Meaning that six out of ten American Jews say being Jewish is more about their culture and
ancestry, not a religious identity. The increase of non-religious Jews is greatest in the millennial
generation (born after 1980) which is around 32 percent.
The message of the article is clear; the trend of the younger millennial generations not
identifying with a religion is affecting almost every American religion. The motivation of the
article was to ask the question, why is this trend happening and in particular why in the Jewish
community?
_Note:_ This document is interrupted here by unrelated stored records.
PR #1401, opened 2025-09-30
docs(book): enable print button

jkr-ariel:
# Description

This PR re-enables the print button in the top bar of the ArielOS book, which had been disabled in #1327. In order to fix issues with broken links in the `print.html` page, bumping `mdbook` to [v0.5.0-alpha.1](https://github.com/rust-lang/mdBook/releases/tag/v0.5.0-alpha.1) was necessary.

## Issues/PRs references

Linked to #1327.

## Change checklist

### DIFF
--- a/.github/workflows/build-deploy-docs.yml
+++ b/.github/workflows/build-deploy-docs.yml
@@ -139,7 +139,7 @@ jobs:
       - name: Install mdbook
         uses: taiki-e/install-action@ea0eda622640ac23a17ba349cf09e2709d58f5e1 # v2
         with:
-          tool: mdbook
+          tool: mdbook@0.5.0-alpha.1
 
       - name: Build the book
         run: |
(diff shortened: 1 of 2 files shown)


chrysn:
Is this even a desirable feature?

jkr-ariel:
> Is this even a desirable feature?

Well, it is a feature enabled by default in `mdbook`. That being said, if the bump to 0.5.0-alpha.1 causes friction, I agree we should keep this feature disabled.

chrysn:
There's some saying about thinking about whether we can and whether we should…

My point more precisely is: Do we want to encourage printing this, and can we claim that this is a text that is in a good shape to be printed, with all the considerations for printing it? (For comparison, RIOT's doxygen is well capable of producing man pages and PDFs, but neither are good forms for using it). I'd answer "no" to both.

jkr-ariel:
The main point of this PR is to bring back the book in the state it was before #1327 (regarding the book printing option) without assessing if it should have been enabled in the first place. I don't have a strong opinion on this and I am fine with keeping it disabled. Adding @ROMemories to this dicussion.

PR #1403, opened 2025-09-30
docs(support-matrix): render comments in support matrix

jkr-ariel:
# Description

This PR renders comments from `doc/support_matrix.yml` in the ArielOS book.

## Issues/PRs references

Part of #1182.

## Change checklist

### DIFF
--- a/doc/gen_book.rs
+++ b/doc/gen_book.rs
@@ -382,7 +382,7 @@ struct FunctionalitySupport {
     title: String,
     icon: String,
     description: String,
-    // TODO: add comments
+    comments: Option<Vec<String>>,
     // TODO: add the PR link
 }
 
@@ -502,6 +502,7 @@ fn gen_functionalities(matrix: &schema::Matrix) -> Result<Vec<BoardSupport>, Err
                     title: functionality_info.title.to_owned(),
                     icon: support_key.icon.to_owned(),
                     description: support_key.description.to_owned(),
+                    comments: todo!(),
                 })
             });
             let errors = functionalities


jkr-ariel:
The comments in `doc/support_matrix.yml` are rendered as footnotes in each board page. It is not the case for the "Overview" page because we would need to rewrite the table in Markdown in order to use the footnote syntax which doesn't seem possible if we want to keep it as it is. Another way is to replicate the HTML generated by the footnote Markdown, but it is not trivial.

ROMemories:
Can you extract the commit that rewrites the HTML tables as Markdown tables into a separate PR? This seems easy to do as it is already atomic.

book/templates/board-page.md.tmpl
```diff
@@ -13,30 +13,13 @@
...
-      <td>{{ functionality.title }}</td>
-      <td class="support-cell" title="{{ functionality.description }}">{{ functionality.icon }}</td>
-    </tr>
-    {%- endfor %}
-  </tbody>
-</table>
+|Functionality|Support Status|
+|---|:---:|
+{%- for functionality in board_info.functionalities %}
+|{{ functionality.title }}|<span title="{{ functionality.description }}">{{ functionality.icon }}</span>{%- if functionality.comments %}{%- for comment in functionality.comments %}[^{{ comment }}]{%- endfor %}{%- endif %}|
```
ROMemories: Instead of using the raw comment as the URL fragment identifier, I think it should be slugified. It seems that minijinja doesn't provide such a template filter, but it seems [easy to provide a custom one](https://docs.rs/minijinja/latest/minijinja/filters/index.html#custom-filters). Instead of implementing slugification as in the example, it would likely be better to use the [`slug` crate](https://docs.rs/slug/latest/slug/) which makes sure only the ASCII subset of characters is used.

book/templates/board-page.md.tmpl
```diff
@@ -50,3 +33,9 @@ dt, dd {
   display: inline;
 }
 </style>
+
+{% for functionality in board_info.functionalities %}
+  {%- for comment in functionality.comments %}
+[^{{ comment }}]: {{ comment }}
```
ROMemories: Can we add a period at the end of the footnote, and capitalize the first character? The comments should be kept as-is in the data file, so that they can easily be embedded in different contexts, and we can format them as we want here. For capitalization I think we need another custom filter, that only capitalizes the first letter (minijinja provides [`capitalize`](https://docs.rs/minijinja/2.12.0/minijinja/filters/fn.capitalize.html) but it converts all other characters to lowercase, which we don't want).

jkr-ariel:
Also, I noticed that there are some URLs in the comments, so they are rendered as text, with no clickable link. Should I add an intermediate step where I scan the comment for URLs, and transform them into links?

book/templates/board-page.md.tmpl
```diff
@@ -33,3 +33,9 @@ dt, dd {
   display: inline;
 }
 </style>
+
```
ROMemories: Otherwise we get an extra blank line:
```suggestion
```

doc/gen_book.rs
```diff
@@ -324,6 +326,8 @@ impl SubCommandPages {
 
         for board in &board_info {
             let mut env = Environment::new();
+            env.add_filter("slugify", slugify::<String>);
+            env.add_filter("capitalize2", capitalize);
```
ROMemories: Sounds a bit more descriptive:
```suggestion
            env.add_filter("capitalize_first", capitalize);
```

ROMemories (commented):
After these two changes, this should be good to go! The rendering isn't perfect because the footnote's superscript numbers make the emoji not centered in the cell, and if we later add content in board pages between the support table and the end of the page, the footnotes might get a bit too far apart from the table, but we could revisit that later and maybe go with something closer that [what's done on the MDN](https://developer.mozilla.org/en-US/docs/Web/HTML/Reference/Elements/details#browser_compatibility) (no need to do that for now), but at least the comments do get rendered now!

ROMemories:
> I noticed that there are some URLs in the comments, so they are rendered as text, with no clickable link. Should I add an intermediate step where I scan the comment for URLs, and transform them into links?

No need, we can actually just write Markdown in these comments now (possibly revisiting the comments is out of scope of this PR)!

book/src/boards/bbc-microbit-v1.md
ROMemories, line 1: I suppose this added a trailing new line that was missing at the end of the file, but GitHub does not make that very clear.

ROMemories (approved):

PR #1414, opened 2025-10-03
ci: reset `RUSTFLAGS` before running Clippy on `coapcore`

ROMemories:
# Description

This resets the `RUSTFLAGS` environment variable before running the `coapcore` Clippy check, otherwise the `RUSTFLAGS` value set before still gets passed to `coapcore`, which makes it fail when passing a `--cfg` flag intended for embedded `getrandom` only, as `getrandom` is a transitive dependency of `cbindgen`, which `liboscore` uses (see https://github.com/ariel-os/ariel-os/pull/1339#issuecomment-3364623200).

## Issues/PRs references

Extracted from #1339.

## Change checklist

### DIFF
--- a/.github/workflows/main.yml
+++ b/.github/workflows/main.yml
@@ -232,6 +232,8 @@ jobs:
             --
             --deny warnings
 
+      # Reset `RUSTFLAGS`.
+      - run: echo 'RUSTFLAGS=' >> $GITHUB_ENV
       - name: clippy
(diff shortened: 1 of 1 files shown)


.github/workflows/main.yml
```diff
@@ -232,6 +232,8 @@ jobs:
             --
             --deny warnings
 
+      # Reset `RUSTFLAGS`.
```
kaspar030, line 235: This could have a note on the why.

ROMemories: I mean, there's no reason *not* to reset it.

PR #1418, opened 2025-10-03
feat(builtin-sensors): introduce an LPS22DF driver

ROMemories:
# Description

This introduces a driver for the LPS22DF pressure sensor compatible with our sensor API.

## How to review this PR

This is very similar to #1363, so it might be useful to have a look at the discussions on that PR.

## Testing

Can be tested on an STEVAL-MKBOXPRO using the following:

```sh
```

Documentation can be generated with the following (but keep in mind that the instantiation and initialization is intended to be generated anyway, pretty much only the configuration is relevant):

```sh
cargo +nightly doc -p ariel-os-sensor-lps22df --open
```

## Issues/PRs references

- Depends on #1652
- Depends on #1689

## Changelog entry

A sensor driver for the LPS22DF, compatible with the newly-introduced sensor API, is now available.

## Change checklist

### DIFF
--- a/Cargo.lock
+++ b/Cargo.lock
@@ -542,6 +542,19 @@ dependencies = [
 ]
 
 [[package]]
+name = "ariel-os-sensor-lps22df"
+version = "0.1.0"
+dependencies = [
+ "ariel-os-hal",
+ "ariel-os-sensors",
+ "ariel-os-sensors-utils",
+ "embassy-sync 0.7.2",
+ "embassy-time",
+ "embedded-hal-async",
+ "portable-atomic",
+]
+
+[[package]]
 name = "ariel-os-sensor-stts22h"
 version = "0.1.0"
 dependencies = [
@@ -5307,6 +5320,7 @@ dependencies = [
  "ariel-os",
  "ariel-os-boards",
  "ariel-os-sensor-lis2du12",
+ "ariel-os-sensor-lps22df",
  "ariel-os-sensor-stts22h",
  "ariel-os-sensors",
  "embassy-sync 0.7.2",
--- a/examples/sensors-debug/Cargo.toml
+++ b/examples/sensors-debug/Cargo.toml
@@ -12,6 +12,7 @@ ariel-os = { path = "../../src/ariel-os", features = [
 ] }
 ariel-os-boards = { path = "../../src/ariel-os-boards" }
 ariel-os-sensor-lis2du12 = { path = "../../src/sensors/ariel-os-sensor-lis2du12" }
+ariel-os-sensor-lps22df = { path = "../../src/sensors/ariel-os-sensor-lps22df" }
 ariel-os-sensor-stts22h = { path = "../../src/sensors/ariel-os-sensor-stts22h" }
 ariel-os-sensors = { path = "../../src/ariel-os-sensors" }
 embassy-sync = { workspace = true }
--- a/examples/sensors-debug/src/sensors.rs
+++ b/examples/sensors-debug/src/sensors.rs
@@ -5,6 +5,9 @@ pub async fn init() {
     #[cfg(any(context = "st-steval-mkboxpro"))]
     lis2du12::init().await;
 
+    #[cfg(any(context = "st-steval-mkboxpro"))]
+    lps22df::init().await;
+
     #[cfg(any(context = "st-steval-mkboxpro", context = "stm32u083c-dk"))]
     stts22h::init().await;
 }
@@ -45,6 +48,43 @@ mod lis2du12 {
 #[allow(unused, reason = "should be directly accessible without going through the registry")]
 #[cfg(any(context = "st-steval-mkboxpro"))]
 pub use lis2du12::LIS2DU12_I2C;
+
+#[cfg(any(context = "st-steval-mkboxpro"))]
+mod lps22df {
+    use ariel_os::i2c::controller::I2cDevice;
+
+    pub static LPS22DF_I2C: ariel_os_sensor_lps22df::i2c::Lps22df<I2cDevice> =
+        const { ariel_os_sensor_lps22df::i2c::Lps22df::new(Some("onboard")) };
+    #[ariel_os::reexports::linkme::distributed_slice(ariel_os::sensors::SENSOR_REFS)]
+    #[linkme(crate = ariel_os::reexports::linkme)]
+    static LPS22DF_I2C_REF: &'static dyn ariel_os::sensors::Sensor = &LPS22DF_I2C;
+
+    #[ariel_os::task(autostart)]
+    pub async fn lps22df_i2c_runner() {
+        LPS22DF_I2C.run().await
+    }
+
+    pub(super) async fn init() {
+        let mut config = ariel_os_sensor_lps22df::i2c::Config::default();
+        config.address = {
+            #[cfg(context = "st-steval-mkboxpro")]
+            let address = ariel_os_sensor_lps22df::i2c::I2cAddress::Sa0Vdd;
+            address
+        };
+
+        LPS22DF_I2C
+            .init(
+                ariel_os_sensor_lps22df::i2c::Peripherals {},
+                I2cDevice::new(crate::i2c_bus::I2C_BUS.get().unwrap()),
+                config,
+            )
+            .await;
+    }
+}
+
+#[allow(unused, reason = "should be directly accessible without going through the registry")]
+#[cfg(any(context = "st-steval-mkboxpro"))]
+pub use lps22df::LPS22DF_I2C;
 
 #[cfg(any(context = "st-steval-mkboxpro", context = "stm32u083c-dk"))]
 mod stts22h {


src/sensors/ariel-os-sensor-lps22df/src/i2c.rs
```diff
@@ -0,0 +1,267 @@
...
+
+    fn set_mode(&self, mode: SensorMode) -> Result<State, SetModeError> {
+        let new_state = self.state.set_mode(mode);
+
+        if new_state == State::Uninitialized {
+            Err(SetModeError::Uninitialized)
+        } else {
+            Ok(new_state)
+        }
+    }
```
ROMemories, line 239: The three methods above are exactly the same as for the STTS22H driver.

src/sensors/ariel-os-sensor-lps22df/src/lib.rs
```diff
@@ -0,0 +1,60 @@
...
+#[expect(dead_code)]
+const DEVICE_ID: u8 = 0xb4;
+
+// Table 2 of the datasheet.
+const PRESSURE_SENSITIVITY: i32 = 4096;
+const TEMP_SENSITIVITY: i32 = 100;
+
+fn pressure_accuracy(_pressure: i32) -> SampleMetadata {
+    // Takes into account `PAccT` + `P_drift` and a rough upper bound of the temperature offset
+    // from Table 2 of the datasheet.
```
ROMemories, line 44: This could be refined by taking into account the actual temperature; I started doing that but I think this gets unnecessarily complex to just refine the accuracy by ~0.5–1 hPa.

ROMemories, line 44: Related question regarding the TCO (from Table 2): what do you think is the reference temperature to use this coefficient? Is it T = 25 °C? So the temperature-related pressure offset would be computed by taking the absolute value of the difference between the current temperature and T, and then multiplying by the TCO?

src/sensors/ariel-os-sensor-lps22df/src/i2c.rs
```diff
@@ -0,0 +1,267 @@
...
+        }
+
+        // Requires `IF_ADD_INC` to be set (which is the default).
+        let mut buf = [0u8; 5];
+        i2c.write_read(address, &[Register::PressOutXl as u8], &mut buf)
+            .await
+            .map_err(|_| ReadingError::SensorAccess)?;
+
+        let pressure = i32::from(self.pressure_offset.load(Ordering::Acquire))
+            + i32::from_be_bytes([0, buf[2], buf[1], buf[0]]) / crate::PRESSURE_SENSITIVITY;
```
ROMemories: Actually the 24-bit encoded pressure is signed, it needs to be sign-extended properly.

ROMemories: Added a conversion function, even though it's actually unclear whether the sensor device can actually return a negative value since the datasheet calls the device a "barometer," which is supposed to be measuring *air* pressure.

src/sensors/ariel-os-sensor-lps22df/src/i2c.rs
```diff
@@ -0,0 +1,267 @@
...
+            Ok(new_state)
+        }
+    }
+
+    fn state(&self) -> State {
+        self.state.get()
+    }
+
+    fn categories(&self) -> &'static [Category] {
+        &[Category::Pressure, Category::PressureTemperature]
```
ROMemories, line 246: Should there actually be a category dedicated to barometers (pressure sensors specifically intended to measure *air* pressure)? We could also change the display name below to "barometer."

src/sensors/ariel-os-sensor-lps22df/src/i2c.rs
```diff
@@ -0,0 +1,267 @@
...
+                .map_err(|_| ReadingError::SensorAccess)?;
+
+            // New data available.
+            let mask = crate::T_DA_BITS | crate::P_DA_BITS;
+            if buf[0] & mask == mask {
+                break;
+            }
+
+            // TODO: configuration
+            Timer::after_millis(10).await;
```
bergzand: [According to AN5699](https://www.st.com/resource/en/application_note/an5699-lps22df-lowpower-and-highprecision-mems-nano-pressure-sensor-stmicroelectronics.pdf), with the default settings of AVG[2:0] set to 000 and in oneshot mode, this should take 1.2 ms. My suggestion is setting this delay to 1500 us and moving it to the top of the loop here so that the driver first waits for the measurement and then reads the status.

src/sensors/ariel-os-sensor-lps22df/src/i2c.rs
```diff
@@ -0,0 +1,267 @@
...
+        }
+    }
+
+    async fn reset(i2c_device: &mut I2C, address: I2cAddress) -> Result<i16, ()> {
+        let address = address as u8;
+
+        i2c_device
+            .write(address, &[Register::CtrlReg2 as u8, crate::SWRESET_BITS])
+            .await
+            .map_err(|_| ())?;
```
bergzand, line 106: From AN5699:
> The software reset procedure can take a few tens of μs; the status of the reset is signaled by the status of the
SWRESET bit of the CTRL_REG2(`@11h`) register. Once the reset is completed, this bit is automatically set low.

This needs either a comment that we can ignore the delay required because of the bus delay, or add an extra poll loop to retrieve the status.

bergzand (changes requested):
My two comments, I'll look at your comments later

src/sensors/ariel-os-sensor-lps22df/src/i2c.rs
ROMemories: Thanks a lot for looking at these timing constraints! I've applied your suggestion.

src/sensors/ariel-os-sensor-lps22df/src/i2c.rs
ROMemories: I've added a 100 µs delay to be safe: I'd rather not rely on hardware timing for this and I'd rather pay the price of a few tens of microseconds once at startup than the flash cost of adding an extra poll loop.

ROMemories:
I've added a commit that makes Clippy happy; when #1689 lands, I'll rebase and add the new sensor driver to the list, so it is checked in CI as well.

src/sensors/ariel-os-sensor-lps22df/src/lib.rs
bergzand: Agreed

bergzand: I looked briefly at both the rust and the C drivers provided by ST, both do not implement temperature compensation inside the driver, they just return the temperature to the caller. I suspect calibration by the user is required to find a reference value before this can be used.

ROMemories: > I suspect calibration by the user is required to find a reference value before this can be used.

Ah right, that would make sense.

src/sensors/ariel-os-sensor-lps22df/src/i2c.rs
bergzand: The values from the `PRESS_OUT` registers *can* be negative. The value is the difference between the measured pressure and the reference pressure stored in the `RPDS` register * 256. If we leave the `RPDS` registers at zero, the `PRESS_OUT` *should* never be negative.

See figure 6 of [AN5699](https://www.st.com/resource/en/application_note/an5699-lps22df-lowpower-and-highprecision-mems-nano-pressure-sensor-stmicroelectronics.pdf)

bergzand: I think it's fine to ignore the negative pressure case here for now though

src/sensors/ariel-os-sensor-lps22df/src/i2c.rs
bergzand: I think this is an edge case with systems measuring both atmospheric pressure and a different pressure. I think it's fine to have a single pressure category for pressure. Or do you mean distinguish between a gas pressure and other pressure (and tension) cases such as liquid pressure and mechanical pressure?

ROMemories: > I think this is an edge case with systems measuring both atmospheric pressure and a different pressure.

Yes, that's what I meant; nothing to do then :slightly_smiling_face:

src/sensors/ariel-os-sensor-lps22df/src/i2c.rs
ROMemories: > I think it's fine to ignore the negative pressure case here for now though

I mean, the driver should handle these now, through the `i32_from_i24_be_bytes()` function.

bergzand:
Tested on the `st-steval-mkboxpro`:

```
[INFO ] Will print the readings of registered sensor drivers… (sensors_debug sensors-debug/src/main.rs:22)
[INFO ] pressure sensor (onboard): 100300.0 Pa ± 150.0 Pa (Pressure) (sensors_debug sensors-debug/src/main.rs:122)
[INFO ] pressure sensor (onboard): 24.92 °C ± 1.5 °C (Temperature) (sensors_debug sensors-debug/src/main.rs:122)
[INFO ] temperature sensor (onboard): 23.74 °C ± 0.5 °C (Temperature) (sensors_debug sensors-debug/src/main.rs:122)
[INFO ] 3-axis accelerometer (onboard): 0.011712 g ± 0.011 g (AccelerationX) (sensors_debug sensors-debug/src/main.rs:122)
[INFO ] 3-axis accelerometer (onboard): 0.020496 g ± 0.011 g (AccelerationY) (sensors_debug sensors-debug/src/main.rs:122)
[INFO ] 3-axis accelerometer (onboard): -0.914512 g ± 0.011 g (AccelerationZ) (sensors_debug sensors-debug/src/main.rs:122)
[INFO ] pressure sensor (onboard): 100300.0 Pa ± 150.0 Pa (Pressure) (sensors_debug sensors-debug/src/main.rs:122)
[INFO ] pressure sensor (onboard): 24.93 °C ± 1.5 °C (Temperature) (sensors_debug sensors-debug/src/main.rs:122)
[INFO ] temperature sensor (onboard): 23.72 °C ± 0.5 °C (Temperature) (sensors_debug sensors-debug/src/main.rs:122)
[INFO ] 3-axis accelerometer (onboard): 0.008784 g ± 0.011 g (AccelerationX) (sensors_debug sensors-debug/src/main.rs:122)
[INFO ] 3-axis accelerometer (onboard): 0.022448 g ± 0.011 g (AccelerationY) (sensors_debug sensors-debug/src/main.rs:122)
[INFO ] 3-axis accelerometer (onboard): -0.914512 g ± 0.011 g (AccelerationZ) (sensors_debug sensors-debug/src/main.rs:122)
```

Works perfect. The two temperature sensors both are a bit on the high side, but are still within eachothers error margins.

PR #1419, opened 2025-10-03
feat(builtin-sensors): introduce an LIS2MDL driver

ROMemories:
# Description

This introduces a manual implementation of a driver for the LIS2MDL 3-axis magnetometer.

## Tested

Can be tested on an STEVAL-MKBOXPRO using the following:

```sh
```

## Issues/PRs references

Other sensor drivers may be of interest, especially #1418, which highlighted some of the timing requirements.

## Changelog Entry

A sensor driver for the LIS2MDL, compatible with the sensor API, is now available.

## Change checklist


examples/sensors-debug/src/sensors.rs
```diff
@@ -49,6 +52,38 @@ mod lis2du12 {
...
+    #[linkme(crate = ariel_os::reexports::linkme)]
+    static LIS2MDL_I2C_REF: &'static dyn ariel_os::sensors::Sensor = &LIS2MDL_I2C;
+
+    #[ariel_os::task(autostart)]
+    pub async fn lis2mdl_i2c_runner() {
+        LIS2MDL_I2C.run().await
+    }
+
+    pub(super) async fn init() {
+        let config = ariel_os_sensor_lis2mdl::i2c::Config::default();
```
ROMemories, line 71: Unlike other sensor drivers, this one only has a single I2C address, see Table 20 of the datasheet. (Not adding this as a source code comment here, because this module is expected to be generated anyway.)

src/sensors/ariel-os-sensor-lis2mdl/Cargo.toml
```diff
@@ -0,0 +1,23 @@
...
+repository.workspace = true
+license.workspace = true
+
+[dependencies]
+ariel-os-hal = { workspace = true, features = ["i2c"] }
+ariel-os-sensors = { workspace = true, features = ["max-sample-min-count-3"] }
+ariel-os-sensors-utils = { workspace = true }
+embassy-sync = { workspace = true }
+embassy-time = { workspace = true }
+embedded-hal-async = { workspace = true }
```
ROMemories, line 17: Unlike other sensor drivers, this one doesn't need to depend on `portable-atomic`, because it's only used for storing the I2C address, and this sensor only has one.

src/sensors/ariel-os-sensor-lis2mdl/src/i2c.rs
```diff
@@ -0,0 +1,264 @@
...
+        // Software reset can take 5 microseconds (AN5069 §7).
+        Timer::after_micros(10).await;
+
+        // Always enable Block Data Update.
+        let cfg = crate::BDU_BITS;
+        i2c_device
+            .write(TARGET_I2C_ADDR, &[Register::CfgRegC as u8, cfg])
+            .await
+            .map_err(|_| ())?;
+
```
ROMemories, line 91: Should we enable the low-pass filter as well? This might reduce the RMS noise a bit (see Table 9 of AN5069), but I'm not sure it would work at all considering it's a digital filter (therefore after the ADC, see Figure 2 of AN5069) and we're only using the single-shot mode, with no guarantee that measurements (and therefore ADC conversions I believe) would be triggered frequently enough to be useful.

Cargo.toml
```diff
@@ -29,6 +29,7 @@ members = [
   "src/lib/rbi",
   "src/lib/ringbuffer",
   "src/sensors/ariel-os-sensor-lis2du12",
+  "src/sensors/ariel-os-sensor-lis2mdl",
```
ROMemories, line 32: Since #1841, we now add the sensor drivers as workspace members.

src/sensors/ariel-os-sensor-lis2mdl/src/i2c.rs
```diff
@@ -0,0 +1,258 @@
...
+            }
+            State::Enabled => ReadingWaiter::new_err(ReadingError::NotMeasuring),
+            State::Uninitialized | State::Disabled | State::Sleeping => {
+                ReadingWaiter::new_err(ReadingError::NonEnabled)
+            }
+        }
+    }
+
+    fn set_mode(&self, mode: SensorMode) -> Result<State, SetModeError> {
+        self.state.set_mode(mode)
```
ROMemories, line 212: Updated following #1960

It would be easy to say that the authors intended audience was the Jewish
community, but I believe the targeted audience was all American religious communities, because

like all religions it is taboo to leave the household where you were brought up in a religious
setting just to abandon it.
So the question is raised why is it that the millennial generation are no longer identifying
with a particular religion/faith? In the article Burke quotes Jane Eisner, editor-in-chielf of the
Jewish Daily Forward in saying "We are a people very much defined by what we do, rather than
what we believe." My belief/bias is that not only is it the Jewish community but the American
population and millennial generation in particular that feel the same way. It is not the claiming
of a religious institution as our own that makes us who we are but what we achieve and how we
behave. Or better said by Dr. Sukhraj S. Dhillon of Yale University your beliefs don't make you
a better person your behavior does.
In conclusion all semester we have discussed American culture and its affect on religion
and vice versa. But this article discusses and highlights that as of late, religion is becoming less
of an influence as well as determining peoples behavior. More so, the millennial generation and
future generation are no longer going to identify themselves by saying I am Jewish, I am
Catholic, or I am Muslim, but will do so through individualism I am me.